───── Record excerpts ─────

PR #6743, opened 2026-08-23
fix(usage): reprice history rows when models.dev sync changes prices

V-dev-388:
### Background

Stale-price pollution timeline (observed in the wild on a real machine, 2.6k+ rows):

1. On startup, `run_session_sync(backfill=true)` calls `backfill_missing_usage_costs()` before the frontend has run anything network-side. Every zero-cost usage row gets priced with whatever the pricing table currently holds — built-in seeds that may lag models.dev.
2. Seconds later, the models.dev auto-sync (when enabled) fetches fresh prices and calls `updateModelPricingBatch`.
3. That batch updated the pricing table and re-ran the zero-cost backfill — but rows already priced in step 1 were never revisited, because the backfill only selects `total_cost_usd <= 0`.
4. Result: usage rows permanently priced with stale costs. The only recovery was manually zeroing the cost columns to make the rows backfill-eligible again.

### Fix

- `update_model_pricing_batch_inner` now records which entries actually changed a value (the pricing upsert already reports per-row change counts).
- After the transaction commits, each changed model goes through the new `reprice_usage_costs_for_model`:
  - zero the five cost columns of detail rows in that model's scope — reusing exactly the `model_pricing_candidates` + `log_pricing_scope_matches` scope of the per-model backfill, so rows stored under raw aliases are covered by the same normalization instead of a second one;
  - chunked `UPDATE ... WHERE request_id IN (...)` (500 per chunk) inside one transaction;
  - then rerun `backfill_missing_usage_costs_for_model` so the rows are recomputed at the new price with all existing semantics preserved (cost multiplier, cache-inclusive input deduction, `pricing_model` resolution).
- The existing full zero-cost backfill after the batch is kept.
- Rows whose pricing cannot be resolved stay at 0 and get picked up by a later backfill, same as any other zero-cost row.

### Scope / non-goals

- Only the batch path changes (its only caller is the models.dev sync). Manual single-price edits keep the current semantics — someone fixing one price by hand should not silently rewrite historical costs. Deletions/tombstones still never touch existing costs.
- Daily rollups freeze summed costs and the rollup table has no `cost_multiplier` column, so they cannot be safely recomputed here; they converge as new days accumulate. Left as a follow-up.

### Also included

- The `stepfun` provider joins the common-model families (`step-` prefix), so the default models.dev selection covers StepFun text models; audio/TTS stay excluded by the existing non-text filters.

### Testing

- 4 new Rust tests in `model_pricing.rs`: reprice recalculates history at the new price (exact amounts asserted on all five cost columns), models whose price did not change in the same batch stay untouched to the cent, manual single edit keeps existing costs, pricing deletion keeps existing costs. Reverse-verified: disabling the reprice call turns the new tests red.
- Extended the picker family test: `stepfun/step-3` enters `getCommonModelKeys`; `step-tts-mini` / `step-audio-2` are excluded at both the flatten level and the family-bucket level.
- `cargo test`: 2805 pass / 0 fail / 5 pre-existing ignored (baseline 2801 + 4 new); `cargo clippy --all-targets` 0 warnings; `cargo fmt --check` clean.
- `pnpm typecheck` and `format:check` green; full `test:unit` passes aside from the pre-existing load-related flaky failures in the PiProviderForm / integration suites, which have no import relationship with the modules touched here (verified by A/B reruns on a clean checkout).

### DIFF
--- a/src-tauri/src/services/model_pricing.rs
+++ b/src-tauri/src/services/model_pricing.rs
@@ -881,6 +881,87 @@ mod tests {
 
     #[test]
     #[serial]
+    fn batch_reprice_preserves_provider_reported_costs() {
+        // Pi and GrokBuild session imports may carry provider-reported costs
+        // (record.costs.reported()). Repricing must not zero and overwrite
+        // those authoritative values with locally-calculated pricing.
+        with_test_home(|db, _path| {
+            {
+                let conn = db.conn.lock().expect("lock test database");
+                // Standard proxy row: locally-calculated costs → repriced.
+                insert_usage_row(&conn, "proxy-target", "custom-model");
+                // Pi session row with provider-reported costs → must be left alone.
+                conn.execute(
+                    "INSERT INTO proxy_request_logs (
+                        request_id, provider_id, app_type, model, request_model,
+                        input_tokens, output_tokens, cache_read_tokens, cache_creation_tokens,
+                        input_cost_usd, output_cost_usd, cache_read_cost_usd,
+                        cache_creation_cost_usd, total_cost_usd, latency_ms,
+                        status_code, created_at, data_source
+                    ) VALUES (
+                        'pi-reported', 'pi-provider', 'pi', 'custom-model', 'custom-model',
+                        1000000, 1000000, 500000, 250000,
+                        '0.50', '2.00', '0.10', '0.75', '3.35', 100, 200, 1, 'pi_session'
+                    )",
+                    [],
+                )
+                .expect("insert pi row");
+                // GrokBuild session row with provider-reported total → must be left alone.
+                conn.execute(
+                    "INSERT INTO proxy_request_logs (
+                        request_id, provider_id, app_type, model, request_model,
+                        input_tokens, output_tokens, cache_read_tokens, cache_creation_tokens,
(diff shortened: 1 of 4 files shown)


farion1231:
@codex review

V-dev-388:
Thanks for the review — addressed in commit c7813eb.

**P1: Preserve provider-reported costs during repricing**
- The repricing SELECT now excludes rows whose `data_source` is `pi_session` or `grok_session` — the two data sources that may carry provider-reported costs (`insert_pi_record` prefers `record.costs.reported()`; GrokBuild may use `turn.reported_cost_usd()` for `total_cost`).
- `COALESCE(data_source, 'proxy')` handles legacy NULL `data_source` rows from pre-schema-v9, treating them as proxy (always locally priced, so still eligible for repricing).
- All other data sources (proxy, session_log, codex_session, gemini_session, opencode_session) use locally-calculated pricing and remain eligible for repricing when models.dev sync changes prices.

**New test**: `batch_reprice_preserves_provider_reported_costs` — inserts proxy, pi_session, and grok_session rows; verifies batch repricing updates the proxy row to v2 costs while pi_session and grok_session rows keep their original provider-reported costs. All 15 model_pricing tests and 32 usage_stats tests pass; clippy and fmt clean.

PR #6755, opened 2026-08-24
fix(codex): infer http type for url-only MCP servers on import

szupzj18:
## Summary

Fixes the url-only MCP corruption symptom from #6719.

Codex configs may omit `type` on URL-based MCP servers (e.g. `[mcp_servers.esp-cn-docs] url = "https://..."`). The import path defaulted to `stdio`, so the live projection wrote `command = ""` and the server broke.

## Changes

- **Import path** (`mcp/codex.rs`): when `type` is absent, infer `http` for entries that have a `url` but no `command`; otherwise keep `stdio`.
- **Write path** (`json_server_to_toml_table`): no longer emits `command = ""` for stdio specs that lack a command, or `url = ""` for http/sse specs that lack a URL. This prevents broken projections even for specs that were misclassified before this fix.

## Test plan

- `infer_type_for_url_only_server_is_http` — url-only entry infers `http`
- `infer_type_defaults_to_stdio_without_url` — command-only entry stays `stdio`
- `stdio_spec_without_command_does_not_emit_empty_command` — RED on old code (writes `command = ""`), GREEN after fix
- `http_spec_without_url_does_not_emit_empty_url` — RED on old code (writes `url = ""`), GREEN after fix
- `url_only_server_round_trip_preserves_http_type` — full import → project pipeline for a url-only server: type is `http`, URL preserved, no `command` emitted

All 45 `mcp::` tests pass; `cargo clippy --lib -D warnings` clean.

## Note

This addresses the most critical symptom of #6719 (url-only MCP written as `type="stdio" command=""`). The broader save-pipeline issues described in that issue (smol-toml comment loss, key reordering, common-config stripping) are separate concerns not covered here.

### DIFF
--- a/src-tauri/src/mcp/codex.rs
+++ b/src-tauri/src/mcp/codex.rs
@@ -625,6 +625,23 @@ pub(super) fn json_server_to_toml_table(spec: &Value) -> Result<toml_edit::Table
 
     let mut t = Table::new();
     let typ = spec.get("type").and_then(|v| v.as_str()).unwrap_or("stdio");
+    // Repair legacy malformed specs: url-only servers misclassified as stdio
+    // by the old import default should be projected as http.
+    let has_command = spec
+        .get("command")
+        .and_then(|v| v.as_str())
+        .map(|s| !s.is_empty())
+        .unwrap_or(false);
+    let has_url = spec
+        .get("url")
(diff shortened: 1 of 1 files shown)


farion1231:
@codex review

PR #55, opened 2023-06-05
KafkaProducerConfig: add `allow.auto.create.topics` option

felixschlegel:
### Motivation

* the `allow.auto.create.topics` was missing in our `KafkaProducerConfig`

> **Note**: the default value for `allow.auto.create.topics` is `true` for `KafkaProducerConfig` and `false` for `KafkaConsumerConfig` (this is adapted from `librdkafka`)

### Modifications

* add `allow.auto.create.topics` option to `KafkaProducerConfig`

### DIFF
--- a/Sources/SwiftKafka/Configuration/KafkaProducerConfig.swift
+++ b/Sources/SwiftKafka/Configuration/KafkaProducerConfig.swift
@@ -59,12 +59,9 @@ public struct KafkaProducerConfig: Hashable, Equatable {
         set { self.dictionary["message.send.max.retries"] = String(newValue) }
     }
 
-    /// Allow automatic topic creation on the broker when subscribing to or assigning non-existent topics.
+    /// Allow automatic topic creation on the broker when producing to non-existent topics.
     /// The broker must also be configured with auto.create.topics.enable=true for this configuration to take effect.
-    /// Note: the default value (true) for the producer is different from the default value (false) for the consumer.
-    /// Further, the consumer default value is different from the Java consumer (true), and this property
-    /// is not supported by the Java producer.
-    /// Requires broker version >= 0.11.0.0, for older broker versions only the broker configuration applies.
+    /// Default value: `true`
     public var allowAutoCreateTopics: Bool {
         get { self.dictionary.getBool("allow.auto.create.topics") ?? true }
         set { self.dictionary["allow.auto.create.topics"] = String(newValue) }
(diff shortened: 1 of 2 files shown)


Sources/SwiftKafka/Configuration/KafkaProducerConfig.swift
```diff
@@ -59,6 +59,12 @@ public struct KafkaProducerConfig: Hashable, Equatable {
         set { self.dictionary["message.send.max.retries"] = String(newValue) }
     }
 
+    /// Allow automatic topic creation on the broker when subscribing to or assigning non-existent topics. The broker must also be configured with auto.create.topics.enable=true for this configuration to take effect. Note: the default value (true) for the producer is different from the default value (false) for the consumer. Further, the consumer default value is different from the Java consumer (true), and this property is not supported by the Java producer. Requires broker version >= 0.11.0.0, for older broker versions only the broker configuration applies.
```
FranzBusch, line 62: Can we break this into multiple lines?

felixschlegel: Broke the documentation comment down into multiple lines ✅

felixschlegel: I do not see the issue with default values:

In `KafkaProducerConfig` it should be `true`,
in `KafkaConsumerConfig` it should be `false` by default

Sources/SwiftKafka/Configuration/KafkaProducerConfig.swift
```diff
@@ -59,6 +59,17 @@ public struct KafkaProducerConfig: Hashable, Equatable {
         set { self.dictionary["message.send.max.retries"] = String(newValue) }
     }
 
+    /// Allow automatic topic creation on the broker when subscribing to or assigning non-existent topics.
+    /// The broker must also be configured with auto.create.topics.enable=true for this configuration to take effect.
+    /// Note: the default value (true) for the producer is different from the default value (false) for the consumer.
+    /// Further, the consumer default value is different from the Java consumer (true), and this property
+    /// is not supported by the Java producer.
+    /// Requires broker version >= 0.11.0.0, for older broker versions only the broker configuration applies.
```
FranzBusch, line 67: The problem with the default value is that you are stating for the producer it is false here but if you query this property then it will evaluate to `true`. However at runtime if nothing is set RDKafka will use `false` for it.

FranzBusch (approved):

─────

#### Aim of the task:
Output the data exactly, from the first line through the line that holds "- After the", so that no later line appears.

#### Result of the task:
PR #6743, opened 2026-08-23
fix(usage): reprice history rows when models.dev sync changes prices

V-dev-388:
### Background

Stale-price pollution timeline (observed in the wild on a real machine, 2.6k+ rows):

1. On startup, `run_session_sync(backfill=true)` calls `backfill_missing_usage_costs()` before the frontend has run anything network-side. Every zero-cost usage row gets priced with whatever the pricing table currently holds — built-in seeds that may lag models.dev.
2. Seconds later, the models.dev auto-sync (when enabled) fetches fresh prices and calls `updateModelPricingBatch`.
3. That batch updated the pricing table and re-ran the zero-cost backfill — but rows already priced in step 1 were never revisited, because the backfill only selects `total_cost_usd <= 0`.
4. Result: usage rows permanently priced with stale costs. The only recovery was manually zeroing the cost columns to make the rows backfill-eligible again.

### Fix

- `update_model_pricing_batch_inner` now records which entries actually changed a value (the pricing upsert already reports per-row change counts).
- After the transaction commits, each changed model goes through the new `reprice_usage_costs_for_model`:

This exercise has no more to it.